What's notable is what else happened eight months earlier. After Donald Trump one his first term as president, fashion designer Sophie Theallet issued a public letter in which she noted that while she had been happy to dress the former First Lady Michelle Obama, she was formally declining to do so for the incoming First Lady Melania Trump because she didn't agree with Donald Trump's politics and didn't want any part in being associated with, or enabling, them. She encouraged her "fellow designers to do the same" because "Integrity is our only true currency."
It was a clear cut case of discrimination, but did any of the media report it as bigoted? Did they make a connection with what Jack Phillips was doing in the original case? When the attorney brought the second case against Phillips, did anyone remember the positive coverage Theallet had received for taking a principled stand? No, no, and of course not, no.

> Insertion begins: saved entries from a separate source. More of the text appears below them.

Issue #5316, opened 2025-05-18
Automatically increase Docker container memory limit when below Docker resource constraints


stxue1:
Some WDL workflows made for Cromwell cannot run when the task is given < 4MiB. We should make Toil detect this and up the memory limit.

It seems though the official Docker documentation [lists 6 MB though](https://docs.docker.com/engine/containers/resource_constraints/), are the resource requirements continually changing?

PR #5325, opened 2025-05-30
Update real world example in quick start documentation

### LINKED ISSUE #3534: Real World Example Tutorial is not a Real World Example.
https://toil.readthedocs.io/en/latest/gettingStarted/quickStart.html#a-more-real-world-example

This should be changed to an example of running an RNA seq workflow.  ^

┆Issue is synchronized with this [Jira Story](https://ucsc-cgl.atlassian.net/browse/TOIL-847)
┆Issue Number: TOIL-847

stxue1:
Closes #3534

## Changelog Entry

 * toil-wdl-runner will bump container memory if below 4MiB
 * Updated real world example in quick start
 * `--importWorkersThreshold` has been renamed to `--importWorkersBatchsize`

## Reviewer Checklist

        ```
        ```

## Merger Checklist


stxue1:
Also closes #5316

docs/wdl/running.rst
```diff
@@ -84,6 +86,22 @@ the `Cromwell Output Organizer (croo)`_, will default to ``True``.
...
+
+``--runImportsOnWorkers``: Run file imports on workers. This is useful if the leader is not network optimized
+and lots of downloads are necessary. By default, this is false.
+
+``--importWorkersThreshold``: Requires ``--runImportsOnWorkers`` to be true. Specify the target batch size in bytes for batched imports.
+As many files as can fit will go into each batch import job. This also accepts abbreviations, such as ``G`` or ``Gi``.
+
+``--importWorkersDisk``: Requires ``--runImportsOnWorkers`` to be true. Specify the disk size each import worker will get.
+This may be necessary when file streaming is not possible. For example, downloading from AWS to a GCE job store.
+If specified, this should be set to the largest file size of all files to import. By default, this is 1 MiB.
```
adamnovak, line 103: Usually the user won't have to set this at all, because Toil will be able to read the file size from the source and allocate enough disk. The user only has to touch this when that isn't possible. The documentation should reflect that and should be about increasing the disk allocation for downloads that can't work otherwise.

adamnovak: Hm, probably we should make *some* attempt to allocate the right amount of disk at some point.

adamnovak (approved):
I think this is good now.

docs/wdl/running.rst
stxue1: I think the issue then is having some way to figure out if file streaming is supported or not. I had a previous implementation that would attempt to download on a worker with almost no disk space, then catch a crash and allocate the right amount of disk space, but I think we removed it since it was too hacky. This may also still be needed as an argument if we can't sniff file size out of servers.

adamnovak:
We might actually want to show a copy of the error we get without the `--quantCheck=False` flag. Because the error doesn't suggest to use the flag (maybe we need to actually parse the errors and suggest the flag), so we'd want the documentation to come up in search when people search the error.

src/toil/test/wdl/wdltoil_test.py
```diff
@@ -1121,122 +1120,7 @@ def make_string_expr(self, to_parse: str) -> WDL.Expr.String:
         for i in range(1, len(parts), 2):
             parts[i] = WDL.Expr.Placeholder(pos, {}, WDL.Expr.Null(pos))
 
-        return WDL.Expr.String(pos, parts)
-
-    def test_remove_common_leading_whitespace(self) -> None:
```
adamnovak, line 1126: Since we're removing these test that exercise a lot of edge cases, are we sure we have enough tests for the overall behavior (i.e. in workflows in the conformance tests or in Toil) that we'll catch breakage if MiniWDL changes its behavior and stops following the spec again?

adamnovak (approved):
I think this will work. I am a little worried removing all the edge case whitespace tests opens us up to breakage if MiniWDL changes again, but it might not be worth porting them all to e.g. conformance tests.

The point here isn't simply that the media is biased, or that the Colorado human rights commission is biased, or that the gay couple, or this confused attorney are unreasonable. What's worth understanding is that this is all about God. It's fine to refuse your services to Trump on the basis of your own personal values. But it's not okay to boycott someone on the basis of what God says to be true and right. He is the pivot point of this battle; He is what it is all about. And Jack Phillips understood that, and in those first twenty seconds, he was ready to follow His Lord, no matter where it took him.
I've shared this book with my kids and many others, and everyone finds it such an encouraging read. At just a couple of hundred pages, it's a quick one too. Buy a copy, and then pass it along, so you and your friends can all learn more about a courageous man serving his glorious God.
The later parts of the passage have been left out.